PR #178, opened 2021-05-20
lower case go evidence code value for uniprotkb advanced search

LeonardoGonzales:


support-data-rest/src/main/java/org/uniprot/api/support/data/configure/response/AdvancedSearchTerm.java
```diff
@@ -135,6 +142,23 @@ private static AdvancedSearchTerm from(SearchFieldItem fi) {
         return b.build();
     }
 
+    private static EvidenceGroup mapGoEvidenceGroup(EvidenceGroup evidenceGroup) {
+        EvidenceGroupImpl result = new EvidenceGroupImpl();
```
ahmadshadab, line 146: Type should be of Interface `EvidenceGroup`

ahmadshadab (approved):
Looks good
just one minor comment.

PR #182, opened 2021-06-29
Facet improve

LeonardoGonzales:


eddturner (changes requested):
Once the ranking issue is fixed, this is approved

PR #194, opened 2021-08-24
add tests for new fields added to unirule and arba

ahmadshadab:


jieluo321 (commented):
There are very few search tests in the rest api. I checked uniprot-indexer-integration-test module in uniprot-store, there are not aa test either. We need to add the aa search test in uniprot-indexer-integration-test module, to be consistent with other indices and searches.

PR #212, opened 2021-11-08
UniProtQueryProcessor to be created for every request, to prevent many exceptions currently being seen.

eddturner:
create new UniProtQueryProcessor for every request, to resolve threading issues currently being experienced.

### DIFF
--- a/common-rest/src/test/java/org/uniprot/api/rest/service/query/UniProtQueryProcessorTest.java
+++ b/common-rest/src/test/java/org/uniprot/api/rest/service/query/UniProtQueryProcessorTest.java
@@ -1,12 +1,15 @@
 package org.uniprot.api.rest.service.query;
 
+import nl.altindag.log.LogCaptor;
 import org.apache.lucene.queryparser.flexible.core.QueryNodeException;
 import org.apache.lucene.queryparser.flexible.core.QueryNodeParseException;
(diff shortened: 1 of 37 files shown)


common-rest/src/test/java/org/uniprot/api/rest/service/query/UniProtQueryProcessorTest.java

WORK TO COMPLETE –
How many lines in the entries above include the string "import"? Give only the number.

EXERCISE RESULT –
3